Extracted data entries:
•••••

PR #1617, opened 2017-11-30
Implement (most) Sands of Dorne first preview cards

DukeTax:


server/game/cards/10-SoD/TyeneSand.js
```diff
@@ -0,0 +1,22 @@
+const DrawCard = require('../../drawcard.js');
+
+class TyeneSand extends DrawCard {
+    setupCardAbilities(ability) {
+        this.reaction({
+            when: {
+                afterChallenge: event => event.challenge.loser === this.controller && event.challenge.defendingPlayer === this.controller
+            },
+            location: 'hand',
+            condition: () => this.controller.canPutIntoPlay(this),
```
ystros: `condition` doesn't work with reactions / interrupts, you'll need to check this in the `when` handler.

I really should add some checks when creating the ability to help catch things like this.

Utilisateur2:
Correct me if I'm wrong but right now the reaction part implemented for Doran Martell is based on if you target a character you control (gains an icon) or don't control (loses an icon) ?

If I understood that correctly, it can become problematic since you may want to remove one of your character icon or add an icon to an opponent character.

DukeTax:
That's correct, whether the icon is gained or lost is currently automated based on card controller. It makes for a clean card implementation and saves the user a click.

I'm not sure whether there are enough (viable) situations in which you'd want to have an opponent's character gain an icon, or an own character lose an icon, but I could be convinced.

Utilisateur2:
If melee is to be implemented, giving another player an icon for him to defend or attack in a challenge could be a viable option.

A niche case would be to give my opponent an icon that he doesn't currently have on the board to make him attack and resolve effects like "vengeance for elia", "his viper's eyes" that are played in martell

And currently, having multiple icons is beneficial but in the first edition, they printed characters for each houses that made having more than one icon not count your str. If they print similar effects in the future,
 it could be viable to give opp characters icons or remove yours.(http://www.cardgamedb.com/index.php/GoTCards.html/_/conquest-and-defiance/the-prize-of-the-north/ashemark-councilor-r1828 & http://www.cardgamedb.com/index.php/GoTCards.html/_/conquest-and-defiance/the-prize-of-the-north/riverlands-hunter-r1833 )

DukeTax:
Thanks. :) These are some good arguments.

PR #1620, opened 2017-11-30
Add some styling to the How to Play page

DukeTax:
schermafbeelding 2017-11-30 om 20 48 17


cryogen:
+1 for pictures

ystros:
This does look better! From an HTML / CSS perspective, it might be more semantic if the borders were done through only CSS and not by introducing the `<hr />` elements. `<hr />` is meant more to [divide the content](https://developer.mozilla.org/en-US/docs/Web/HTML/Element/hr) before and after than just render a line in between. Semantically, the titles and the contents should be considered grouped together, but adding `<hr />` causes them to be considered separated.

You may be able to get the same rendering via CSS using `border-bottom`. Normally borders are solid colors, but you can use the same gradient mechanism you're currently using for the background with [border-image](https://developer.mozilla.org/en-US/docs/Web/CSS/border-image#Gradient) property instead.

DukeTax:
Thanks for the feedback. Switched out the <ht/>s for border bottoms and some other stuff. Haven't looked into the gradient yet, but this looks fine as well (to me).

schermafbeelding 2017-12-01 om 21 57 30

•••••

What the task requires ->
Put down all the data once more, exactly as it appears above.

Output for this exercise ->
PR #1617, opened 2017-11-30
Implement (most) Sands of Dorne first preview cards

DukeTax:


server/game/cards/10-SoD/TyeneSand.js
```diff
@@ -0,0 +1,22 @@
+const DrawCard = require('../../drawcard.js');
+
+class TyeneSand extends DrawCard {
+    setupCardAbilities(ability) {
+        this.reaction({
+            when: {
+                afterChallenge: event => event.challenge.loser === this.controller && event.challenge.defendingPlayer === this.controller
+            },
+            location: 'hand',
+            condition: () => this.controller.canPutIntoPlay(this),
```
ystros: `condition` doesn't work with reactions / interrupts, you'll need to check this in the `when` handler.

I really should add some checks when creating the ability to help catch things like this.

Utilisateur2:
Correct me if I'm wrong but right now the reaction part implemented for Doran Martell is based on if you target a character you control (gains an icon) or don't control (loses an icon) ?

If I understood that correctly, it can become problematic since you may want to remove one of your character icon or add an icon to an opponent character.

DukeTax:
That's correct, whether the icon is gained or lost is currently automated based on card controller. It makes for a clean card implementation and saves the user a click.

I'm not sure whether there are enough (viable) situations in which you'd want to have an opponent's character gain an icon, or an own character lose an icon, but I could be convinced.

Utilisateur2:
If melee is to be implemented, giving another player an icon for him to defend or attack in a challenge could be a viable option.

A niche case would be to give my opponent an icon that he doesn't currently have on the board to make him attack and resolve effects like "vengeance for elia", "his viper's eyes" that are played in martell

And currently, having multiple icons is beneficial but in the first edition, they printed characters for each houses that made having more than one icon not count your str. If they print similar effects in the future,
 it could be viable to give opp characters icons or remove yours.(http://www.cardgamedb.com/index.php/GoTCards.html/_/conquest-and-defiance/the-prize-of-the-north/ashemark-councilor-r1828 & http://www.cardgamedb.com/index.php/GoTCards.html/_/conquest-and-defiance/the-prize-of-the-north/riverlands-hunter-r1833 )

DukeTax:
Thanks. :) These are some good arguments.

PR #1620, opened 2017-11-30
Add some styling to the How to Play page

DukeTax:
schermafbeelding 2017-11-30 om 20 48 17


cryogen:
+1 for pictures

ystros:
This does look better! From an HTML / CSS perspective, it might be more semantic if the borders were done through only CSS and not by introducing the `<hr />` elements. `<hr />` is meant more to [divide the content](https://developer.mozilla.org/en-US/docs/Web/HTML/Element/hr) before and after than just render a line in between. Semantically, the titles and the contents should be considered grouped together, but adding `<hr />` causes them to be considered separated.

You may be able to get the same rendering via CSS using `border-bottom`. Normally borders are solid colors, but you can use the same gradient mechanism you're currently using for the background with [border-image](https://developer.mozilla.org/en-US/docs/Web/CSS/border-image#Gradient) property instead.

DukeTax:
Thanks for the feedback. Switched out the <ht/>s for border bottoms and some other stuff. Haven't looked into the gradient yet, but this looks fine as well (to me).

schermafbeelding 2017-12-01 om 21 57 30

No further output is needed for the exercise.